I wrote a library to read images in different file formats for MS-DOS a quarter century ago, throw in a couple of years for decoration. The library got upgraded a few times along the way and had support for the PNG format using the libpng as external dependency. This is pretty standard stuff and it is a safe bet as it is the de-facto library for reading and writing files in that format.
One day I looked at the format a bit more closely and noticed that it is actually fairly trivial at it's core: RGB(A) values are preprocessed for each scan to make them compress better. Then compress the scans with zlib deflate algorithm. That's it if don't want to go into the minute details, which are quite many. Writing a simple decoder took no more than a couple of hours, at which point it looked like a fairly great idea to replace the libpng with something simpler. Yeah... the devil's always in the details, which in this case were endless but that's another story.
At first zlib was used, which worked fairly well as it should because libpng is pretty much built on top of it. I also used MINIZ library for a while but eventually settled for libdeflate, which is exceptionally fast deflate implementation. It comes with a downside that there is no progressive decoding: the whole stream has to be decoded at once, which means that segmented png files must be combined into contiguous buffer which is extra processing pass and worse, consumes more memory.
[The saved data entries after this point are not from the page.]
PR #402, opened 2026-08-27
amd gpu support

mority:
not sure if we want this, it's a lot of glue/compat layer

but i am interested if it still passes CI on an nvidia gpu


include/nigiri/gpu_compat.h
```diff
@@ -0,0 +1,31 @@
+#pragma once
+
+// Replaces cista/cuda_check.h's CISTA_CUDA_COMPAT, which keys off
```
felixguendling: this should go into cista then

src/routing/gpu/raptor.cu
```diff
@@ -1176,18 +1175,18 @@ void gpu_raptor<SearchDir, WithBounds>::next_start_time() {
...
-  thrust::fill(thrust::cuda::par.on(state_.impl_->stream_),
-               begin(state_.impl_->prev_station_mark_),
-               end(state_.impl_->prev_station_mark_), 0U);
-  thrust::fill(thrust::cuda::par.on(state_.impl_->stream_),
-               begin(state_.impl_->station_mark_),
-               end(state_.impl_->station_mark_), 0U);
-  thrust::fill(thrust::cuda::par.on(state_.impl_->stream_),
-               begin(state_.impl_->route_mark_), end(state_.impl_->route_mark_),
+  thrust::fill(par_on(state_.impl_->stream_),
+               state_.impl_->prev_station_mark_.begin(),
```
felixguendling: not sure if `begin` / `end` change is necessary?

CMakeLists.txt
```diff
@@ -1,7 +1,34 @@
 cmake_minimum_required(VERSION 3.22)
 project(nigiri)
 
-option(NIGIRI_CUDA "enable CUDA functions" OFF)
+option(NIGIRI_CUDA "enable GPU routing on NVIDIA (CUDA)" OFF)
+option(NIGIRI_HIP "enable GPU routing on AMD (HIP/ROCm)" OFF)
+set(NIGIRI_HIP_ARCH "" CACHE STRING
```
felixguendling: for CUDA we explicitly set no default so the user has to set the arch string - I would prefer this behavior for AMD as well (no magic, easier for cross-compiling)

include/nigiri/routing/gpu/gpu_runtime.cuh
```diff
@@ -0,0 +1,106 @@
+#pragma once
```
felixguendling, line 1: ROCm has no compatibility layer for this?

include/nigiri/routing/gpu/gpu_std.cuh
```diff
@@ -0,0 +1,94 @@
...
+
+namespace nigiri::routing::gpu {
+
+// std::span cannot be used in HIP device code: libstdc++'s accessors reference
+// __glibcxx_assert_fail on their constant-evaluation path, and clang rejects
+// the reference to a __host__ function from __host__ __device__ code even
+// though the branch is dead at run time. This is the subset the GPU sources
+// need, annotated for the device.
+template <typename T>
+struct d_span {
```
felixguendling, line 25: ROCm doesn't provide this in the cuda namespace?

include/nigiri/gpu_compat.h
mority: cf. felixguendling/cista#282

src/routing/gpu/raptor.cu
mority: rocThrust hat kein unqualified begin/end, hab es mit std::begin/std::end ersetzt, dass es wieder vorne sitzt

CMakeLists.txt
mority: done

include/nigiri/routing/gpu/gpu_runtime.cuh
mority: this is the compatibility layer. we could run HIP on NVIDIA but not the otherway round. This file lets us keep the CUDA code. we could rewrite everything to HIP which would work on AMD and NVIDIA but we also would need HIP installed on both AMD and NVIDIA machines, in that case.

include/nigiri/routing/gpu/gpu_std.cuh
mority: ROCm 6.x would but RX580 can not go newer than ROCm 5.7

CMakeLists.txt
```diff
@@ -1,7 +1,34 @@
...
+        "AMD GPU architecture(s) to build for, e.g. gfx803 (default: autodetect)")
+
+if (NIGIRI_HIP AND NOT DEFINED CMAKE_HIP_ARCHITECTURES)
+  if (NIGIRI_HIP_ARCH)
+    set(CMAKE_HIP_ARCHITECTURES ${NIGIRI_HIP_ARCH})
+  else()
```
felixguendling: "else" won't happen and we can just use `CMAKE_HIP_ARCHITECTURES` instead of inventing our own

PR #1414, opened 2025-11-20
Fix: Correct initialization order for overlay packages

### LINKED ISSUE #1389: `go/importer` got segement fault when use `importer.ForCompiler`
```go
package main

import (
	"go/importer"
	"go/token"
)

func main() {
	fset := token.NewFileSet()
	imp := importer.ForCompiler(fset, "gc", nil)
	_ = imp
}
```
got 

```bash
llgo/_demo/a on  main [$?] via 🐹 v1.24.6 took 15s 
❯ llgo run main.go    
signal: segmentation fault
```

luoliwoshang:
Fixes #1389

## Problem Summary

When importing `go/importer` package (which depends on `go/build` overlay package), the program crashes with a segmentation fault at runtime. The crash occurs in `io/fs.init$after` when initializing the `io/fs.DirEntry` interface type metadata.

**Crash Stack:**
```
* frame #0: Type.String() + 12               (nil pointer dereference at offset 0x14)
  frame #1: interfaceStr() + 716
  frame #2: Interface() + 236
  frame #3: io/fs.init$after + 23396         (← crash here)
  frame #4: io/fs.init + 44
  frame #5: os.init + 48
  frame #6: fmt.init + 72
  frame #7: go/build.init$hasPatch + 80
  frame #8: go/build.init + 48
```

## Root Cause Analysis

The issue arises from incorrect initialization order interacting with `abiInitType`'s lazy loading mechanism.

### Core Problem: Incorrect Initialization Order

**Problem:** Overlay package's `init$after` executes **before** `init$hasPatch`

**Before Fix:**
```llvm
go/build.init():
  1. call init$after()         ← Executes first (wrong!)
  2. call init$hasPatch()       ← Then initializes dependencies
     └─> call fmt.init()
         └─> call os.init()
             └─> call io/fs.init()
                 └─> call io/fs.init$after()
```

**Consequence:**
- `go/build.init$after` uses `io/fs.FileMode` type
- This triggers premature initialization of `FileMode` (creates type shell only)
- The type is marked as "already processed" by `abiInitType`'s lazy loading mechanism
- Later when `io/fs.init$after` runs, `FileMode` is already non-null

### Interaction with abiInitType Lazy Loading

`abiInitType` uses lazy loading to optimize type initialization:
- Types are only initialized on first use
- Once a type is created, it's marked as "processed"
- Subsequent initialization attempts are skipped

**How This Causes the Bug:**

```
1. go/build.init$after executes first (initialization order error)
   └─> Uses io/fs.FileMode
       └─> FileMode type shell created and marked as "processed"

2. go/build.init$hasPatch executes
   └─> Calls io/fs.init() → io/fs.init$after
       └─> Needs to initialize io/fs.DirEntry interface
           └─> Processes Type() method signature: func() FileMode

3. abiInitType checks FileMode
   ├─> FileMode already exists (marked as "processed")
   ├─> Skips full type initialization (including method types)
   └─> Result: func() FileMode is never created

4. Runtime crash
   └─> DirEntry.Type() method's Imethod.Typ_ = nil
       └─> Accessing nil pointer causes segmentation fault
```

**Key Point:** The lazy loading behavior is correct by design. The problem is that incorrect initialization order causes types to be marked as "processed" before their complete initialization (including method types) can occur.

## Solution

This PR fixes the initialization order problem by ensuring dependencies are initialized before type metadata creation.

### Key Changes

Split `init$hasPatch` into two parts to ensure correct initialization order:

**After Fix:**
```llvm
go/build.init():
  1. call init$hasPatch$deps()  ← Dependency initialization only
     └─> call fmt.init()
         └─> call os.init()
             └─> call io/fs.init()
                 └─> call io/fs.init$after()

  2. call init$after()          ← Type metadata initialization

  3. call init$hasPatch()       ← Global variable initialization
```

**Benefits:**
- ✅ All dependency packages initialized before type metadata creation
- ✅ Types not marked as "used" before `init$after` runs
- ✅ Type metadata created before global variables use those types
- ✅ Prevents premature type shell creation

### Implementation Details

**1. Core Fix (d6d4c60)**
- Generate `init$hasPatch$deps` function to separate dependency initialization
- Implement `findFirstNonInitInstruction()` to split dependency init calls from variable initialization
- Modify overlay init to call in correct order: deps → init$after → hasPatch
- Update `notInit()` to skip `$deps` calls for proper `init$after` placement

**2. Regression Tests (1444f2c)**
- Add `_demo/go/gobuild-1389` test case
- Ensure fix prevents future regressions

**3. Code Refactoring (7ca8ed7)**
- Extract `createInitDepsFunction()` method for better code organization
- Remove unnecessary `hasPatchDepsFunc` field from context
- Simplify `compileBlock()` logic by combining function creation and body generation

## Testing

- ✅ Original issue reproduction case (`go/importer.ForCompiler`)
- ✅ Existing test suite passes
- ✅ New regression tests added

## Notes

**Why This Fix Works:**

By correcting the initialization order, we ensure that:
- All dependency packages complete their initialization (including type metadata)
- Types are fully initialized before being marked as "processed"
- The lazy loading mechanism operates correctly with complete type information

This prevents the scenario where a type is prematurely marked as processed before its method types are created.

### DIFF
--- a/cl/compile.go
+++ b/cl/compile.go
@@ -139,8 +139,6 @@ type context struct {
 	cgoRet     llssa.Expr
 	cgoSymbols []string
 	rewrites   map[string]string
-
-	hasPatchDepsFunc llssa.Function // init$hasPatch$deps function
 }
 
 func (p *context) rewriteValue(name string) (string, bool) {
@@ -478,24 +476,9 @@ func (p *context) compileBlock(b llssa.Builder, block *ssa.BasicBlock, n int, do
 	}
 
 	// Handle init$hasPatch: split dependency init calls into separate function
-	var depsInstrs []ssa.Instruction
 	if doModInit && p.state == pkgHasPatch {
-		// Always create deps function for init$hasPatch (even if empty)
-		// This is needed because overlay init will call it
-		if p.hasPatchDepsFunc == nil {
-			// Remove $hasPatch suffix from function name to get base name
-			fnName := p.fn.Name()
-			baseName := strings.TrimSuffix(fnName, "$hasPatch")
-			depsName := initFnNameOfHasPatchDeps(baseName)
-			p.hasPatchDepsFunc = pkg.NewFunc(depsName, llssa.NoArgsNoRet, llssa.InC)
-		}
-
-		firstNonInit := findFirstNonInitInstruction(instrs)
-		if firstNonInit > 0 {
-			// Split dependency init calls from global var initialization
-			depsInstrs = instrs[:firstNonInit]
-			instrs = instrs[firstNonInit:]
-		}
+		baseName := strings.TrimSuffix(p.fn.Name(), "$hasPatch")
+		instrs = p.createInitDepsFunction(pkg, baseName, instrs)
 	}
 
 	if doModInit {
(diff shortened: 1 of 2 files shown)


visualfc (approved):

luoliwoshang:
@xushiwei

PR #1416, opened 2025-11-24
runtime: implement weak

visualfc:
- runtime/internal/runtime: func `AddCleanupPtr(ptr unsafe.Pointer, cleanup func()) (cancel func())`
- runtime/internal/lib/weak: implement


visualfc:
@xgopilot  code review

PR #1450, opened 2025-12-11
ssa: abi type global constant data

visualfc:
- [x] types.Basic
- [x] types.Pointer
- [x] types.Slice
- [x] types.Array
- [x] types.Chan
- [x] types.Map
- [x] types.Struct / Closure
- [x] types.Signature
- [x] types.Struct hash
- [x] types.Array hash
- [x] types.Interface
- [x] types.Named
- [x] UncommonType
- [x] Methods
- [x] abi types init for reflect

```
struct Type {
	Common ( _type )
	Extended ( optional )
}

struct {
	Type
	UncommonType
	[N]Method
}
```

const global data
```
@_llgo_int = weak_odr constant %"github.com/goplus/llgo/runtime/abi.Type" { i64 8, i64 0, i32 -25294021, i8 8, i8 8, i8 8, i8 34, { ptr, ptr } { ptr @"__llgo_stub.github.com/goplus/llgo/runtime/internal/runtime.memequal64", ptr null }, ptr null, %"github.com/goplus/llgo/runtime/internal/runtime.String" { ptr @3, i64 3 }, ptr @"*_llgo_int" }, align 8
@3 = private unnamed_addr constant [3 x i8] c"int", align 1
@"*_llgo_int" = weak_odr constant %"github.com/goplus/llgo/runtime/abi.PtrType" { %"github.com/goplus/llgo/runtime/abi.Type" { i64 8, i64 8, i32 -939606833, i8 10, i8 8, i8 8, i8 54, { ptr, ptr } { ptr @"__llgo_stub.github.com/goplus/llgo/runtime/internal/runtime.memequalptr", ptr null }, ptr null, %"github.com/goplus/llgo/runtime/internal/runtime.String" { ptr @3, i64 3 }, ptr null }, ptr @_llgo_int }, align 8
```

binary size optimization

- no abi types
```
package main

func main() {
	println("hello world")
}
```
```
-rwxr-xr-x  1 apple  staff    63920 Dec 25 12:22 hello1_new
-rwxr-xr-x  1 apple  staff   189320 Dec 25 12:22 hello1_old
-rwxr-xr-x  1 apple  staff    77096 Dec 25 12:36 hello1_tinygo
-rwxr-xr-x  1 apple  staff  1553216 Dec 25 12:31 hello1_go124
```

- use reflect. no need abi types init.
```
package main

import (
	"fmt"
)

func main() {
	fmt.Println("hello world")
}
```
```
-rwxr-xr-x  1 apple  staff  1724424 Dec 25 12:11 hello2_new
-rwxr-xr-x  1 apple  staff  2371856 Dec 25 12:12 hello2_old
-rwxr-xr-x  1 apple  staff   270688 Dec 25 12:37 hello2_tinygo
-rwxr-xr-x  1 apple  staff  2358096 Dec 25 12:32 hello2_go124
```

- use reflect. need abi types init. ( reflect.SliceOf )
```
package main

import (
	"fmt"
	"reflect"
)

func main() {
	fmt.Println("hello world")
	t := reflect.SliceOf(reflect.TypeOf(0))
	fmt.Println(t == reflect.TypeOf([]int{}))
}
```

```
-rwxr-xr-x  1 apple  staff  2262472 Dec 25 17:16 hello3_new
-rwxr-xr-x  1 apple  staff  2381104 Dec 25 12:15 hello3_old
-rwxr-xr-x  1 apple  staff   271672 Dec 25 12:38 hell3_tinygo ( panic: unimplemented: reflect.SliceOf() )
-rwxr-xr-x  1 apple  staff  2371072 Dec 25 12:33 hello3_go124
```

hello3 demo: need abi types init
```
@"init$abitypes$array" = constant [1781 x ptr] [ptr @"*[0]*_llgo_any", ptr @"*[0]_llgo_uint8",  ... , ptr @"map[_llgo_uint64]_llgo_bool"], align 8
@"init$abitypes$slice" = constant %"github.com/goplus/llgo/runtime/internal/runtime.Slice" { ptr @"init$abitypes$array", i64 1781, i64 1781 }, align 8

define void @"init$abitypes"() {
_llgo_0:
  call void @"github.com/goplus/llgo/runtime/internal/runtime.initTypes"(ptr @"init$abitypes$slice")
  ret void
}

define i32 @main(i32 %0, ptr %1) {
_llgo_0:
  store i32 %0, ptr @__llgo_argc, align 4
  store ptr %1, ptr @__llgo_argv, align 8
  call void @"github.com/goplus/llgo/runtime/internal/runtime.init"()
  call void @"init$abitypes"()
  call void @runtime.init()
  call void @command-line-arguments.init()
  call void @command-line-arguments.main()
  ret i32 0
}
```


visualfc:
@xgopilot code review

cpunion:
Hi, I ran into two blockers while expanding the ABI coverage tests.

1. **GC metadata is still missing.** All `_llgo_*` constants emitted for the new `cl/_testrt/abi_gcdata` case have `GCData = null`, so pointer fields are treated as pointer-free. The new test below (now in `test/abi/abi_test.go`) passes with the stock Go toolchain but fails with llgo:

```
$ go run ./cmd/llgo test ./test/abi
--- FAIL: TestGCKeepsChildren (0.04s)
    abi_test.go:81: child never finalized after parent dropped
```

Because the GC never sees the child pointer, its finalizer never runs. We need either real bitmaps or at least `TFlagGCMaskOnDemand` wired up before these ABI tables can be trusted. For reference, `runtime/internal/lib/runtime/mfinal.go` still contains a `panic("todo: runtime.SetFinalizer")`, so even the simple finalizer test in `test/finalizer_test.go` fails under llgo (`finalizer did not run`). That probably needs fixing first.

2. **`NeedAbiInit` fires even when there is nothing to register.** The new `cl/_testrt/abi_reflectinit` program only calls `reflect.SliceOf`, yet `prog.abiSymbol` stays empty and the generated `out.ll` contains no `init$abitypes`. The linker still emits an `init$abitypes` stub solely because touching `reflect.SliceOf` sets `NeedAbiInit`, so any package that uses those helpers drags in an extra init with an empty slice. For example, the emitted LLVM IR looks like:

```
@"init$abitypes$array" = constant [0 x ptr] [], align 8
@"init$abitypes$slice" = constant %runtime/internal/runtime.Slice { ptr @"init$abitypes$array", i64 0, i64 0 }, align 8

define void @"init$abitypes"() {
_llgo_0:
  call void @"runtime/internal/runtime.initTypes"(%runtime/internal/runtime.Slice @"init$abitypes$slice")
  ret void
}
```

Every `reflect.SliceOf` call pulls in that empty stub even though there is nothing to register. Could we gate `NeedAbiInit` on `len(prog.abiSymbol) > 0` (or split the tables per package) to avoid paying for a useless init?

Happy to push the new tests once we have a plan for GC data generation, finalizer plumbing, and the init heuristic. Thanks!

cpunion:
Adding the new GC regression test (now in `test/abi/abi_test.go`) so it's easy to find:

```go
type node struct {
    child   *node
    padding [2]uintptr
}

func TestGCKeepsChildren(t *testing.T) {
    var finalized atomic.Int32
    makeParent := func() *node {
        child := &node{}
        runtime.SetFinalizer(child, func(*node) {
            finalized.Add(1)
        })
        return &node{child: child}
    }

    parent := makeParent()
    for i := 0; i < 10; i++ {
        runtime.GC()
        runtime.Gosched()
    }
    if finalized.Load() != 0 {
        t.Fatalf("child finalized while parent is still alive: %d", finalized.Load())
    }
    runtime.KeepAlive(parent)

    parent = nil
    for i := 0; i < 200 && finalized.Load() == 0; i++ {
        runtime.GC()
        runtime.Gosched()
    }
    if finalized.Load() == 0 {
        t.Fatalf("child never finalized after parent dropped")
    }
}
```

This passes under the stock Go toolchain but fails with llgo because GCData for the generated `_llgo_*` types is still nil.

PR #1516, opened 2025-12-30
Record compiler hash in build fingerprints

cpunion:
## Summary
- compute a deterministic hash for development compiler builds based on binary metadata
- add LLGO compiler hash into the manifest env so cache entries invalidate when the compiler changes

## Testing
- go test ./...


internal/env/version.go
```diff
@@ -29,12 +35,40 @@ const (
 // set by the linker.
 var buildVersion string
 
+// compilerHash caches the LLGo compiler fingerprint. Release builds may set it
+// at link time, while development builds compute it from the running binary.
+var compilerHash string
+
+// init precomputes the compilerHash for development builds so cache entries can
+// observe compiler updates without hashing the full executable contents.
+func init() {
```
xushiwei: This shows that `compilerHash` is a feature with global side effects (i.e., it will be linked regardless of whether the user proactively uses it). This type of feature might not be suitable for a basic library like `xgo/env`. After all, `compilerHash` doesn't fall within the scope of interest of the standard library; its only anticipated user is currently llgo itself. Therefore, it should probably be placed in `cmd/llgo`.

Issue #1538, opened 2026-01-08
cl/_testrt/cast: error with panic


luoliwoshang:
`goplus/llgo/cl/_testrt/cast` a3db8d0e13c1c3526d517fb54aa39632c02f457f

```bash
cl/_testrt/cast on  via 🐹 v1.24.10 
❯ llgo run .
WARNING: Using LLGO root for devel: /Users/zhangzhiyang/Documents/Code/goplus/llgo
WARNING: Using LLGO root for devel: /Users/zhangzhiyang/Documents/Code/goplus/llgo
WARNING: Using LLGO root for devel: /Users/zhangzhiyang/Documents/Code/goplus/llgo
panic: error

[0x0253C8C0 github.com/goplus/llgo/cl/_testrt/cast.cvt32Fto8U+0x31, SP = 0x48]
[0x0253CD30 github.com/goplus/llgo/cl/_testrt/cast.main+0x2b, SP = 0x198]
[0x0253CF78 main+0x4, SP = 0x24]
exit status 2
```

PR #1544, opened 2026-01-12
fix(cl):same float-to-int cast overflow behavior with go

luoliwoshang:
## Summary
- Fix float->int conversions for narrow integer targets by routing through 64-bit conversion and truncation.
- Preserve Go wrap/truncate semantics for out-of-range float values.
- Avoid LLVM poison results from direct fptosi/fptoui on narrow types.

## Fixed
- Fixes https://github.com/goplus/llgo/issues/1538

## Problem
The repro from issue #1538 panics because LLVM's `fptosi`/`fptoui` on narrow integer types yields poison for out-of-range inputs. That poison is later used and results diverge from Go's expected behavior.

## Root Cause
`ssa/expr.go` used `llvm.CreateFPToSI/FPToUI` directly with the destination integer type. For small widths, the conversion is undefined/poison when the input float is outside the representable range.

## Fix
- Introduce a helper that converts float->int via 64-bit first, then truncates to the target width.
- For unsigned targets, split negative vs non-negative paths to match Go's behavior before truncation.
- Keep existing behavior for >=64-bit integer targets (documented inline in `ssa/expr.go`).

## References
- LLVM `fptoui` semantics (poison on overflow): https://llvm.org/docs/LangRef.html#fptoui-to-instruction
- LLVM `fptosi` semantics (poison on overflow): https://llvm.org/docs/LangRef.html#fptosi-to-instruction
- Go spec (numeric conversions): https://go.dev/ref/spec#Conversions

## Files Touched
- ssa/expr.go
- _demo/go/issue1538/main.go
- _demo/go/issue1538-floatcvtuint-over/main.go
- cl/_testrt/cast/out.ll

## Verification
- llgo run _demo/go/issue1538-floatcvtuint-over/main.go

## Notes
- This change is intentionally scoped to float->int conversions; int->int and int->float paths are unchanged.

### DIFF
--- a/ssa/expr.go
+++ b/ssa/expr.go
@@ -936,6 +936,10 @@ func castFloatToInt(b Builder, x llvm.Value, typ Type) llvm.Value {
 	if dstSize < 8 {
 		i64 := b.Prog.Int64()
 		if typ.kind == vkUnsigned {
+			// note(zzy): for unsigned targets, split negative vs non-negative.
+			// Negative values need signed expansion (FPToSI) before truncation;
+			// non-negative values can use unsigned expansion (FPToUI). This avoids
+			// direct float->narrow-unsigned conversions and preserves wrap/trunc behavior.
 			zero := llvm.ConstNull(x.Type())
 			isNeg := b.impl.CreateFCmp(llvm.FloatOLT, x, zero, "")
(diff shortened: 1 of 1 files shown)


luoliwoshang:
@xushiwei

This also has the downside that cannot pipeline the decoding: while the next segment is being decompressed the previous ones can't be post-processed.
Prototyping and profiling did reveal however that the raw speed of the libdeflate defeats ALL of these optimizations hands down. The only remaining downside is increased (temporary) memory usage.
A common question which is asked when code like this is presented is "why did you not use X, Y or Z instead of reinventing the wheel." Back then the X, Y or Z probably did not exist yet. So it all comes down to PR, or lack thereof, which is now finally being addressed (so maybe 10 people out of 7+ billion will ever read this, but whatever).
Here comes the hands-on part of this exercise. Feel free to skip, but is a handy reference in case you want to do some testing yourself.
# first: clone, build and install the library
git clone https://github.com/t0rakka/mango.git
cmake .. -DBUILD_SHARED_LIBS=ON
sudo make install
# next: clone and build png example
git clone https://github.com/t0rakka/mango-examples.git
This should give output something like this...
image: 1920 x 1080 (3986 KB)
libpng: 52.0 ms 896.5 ms
lodepng: 136.7 ms 474.2 ms
spng: 36.7 ms 0.0 ms
stb: 47.7 ms 449.3 ms
mango: 31.4 ms 225.1 ms
Now you have a fun benchmarking toy to play around with. Try with different PNG files you might have on your computer!
What's this good for? Aren't the other libraries fast enough? This probably does not change anything if it comes down to it. Sure, it's a little bit faster and might use slightly less energy but who really cares; how many PNG files you really going to decode for it to matter? The biggest saving is in the encoding; that has come in handy once in a while. The main attraction for myself (I am my biggest customer myself) is the API and how it interacts with other components of the library.
The filesystem abstraction is pretty sweet: I have a data/ folder for some app I am developing and it's live. I can freeze it at any time into zip or other custom container format and simply change the root data folder to be data.zip/ instead. If I use a custom container I can do other interesting things but let's talk about those some other time. The last trick in the bag is I can do bin2obj and link the zip or other container file into my executable and access it through memory map so the data is embedded nicely into my app just like that. Since the filesystem abstraction can use a pointer as root, we can embed the container into WIN32 App as a Resource File and get the root pointer to it like that; as long as you have a pointer, you have a frozen filesystem. That's pretty sweet setup to work with: it just works (duh, would be pretty dumb if the expectation was that it didn't).
The coming game consoles (Playstation 5, next XBOX) have zlib and custom compression format decoders in hardware. This arrangement should be fairly easy to adapt to use the hardware decoding engines with the existing abstraction layer as it is quite flexible for that sort of operations.
The upcoming version of DirectX has APIs for hardware accelerated streaming / containers so it wouldn't be completely unrealistic to expect such support to be found from desktop / laptop ecosystem as well in the future.
These are the things that make the image encoding/decoding infrastructure the PNG codec is written on top of exciting to work with even for the coming years.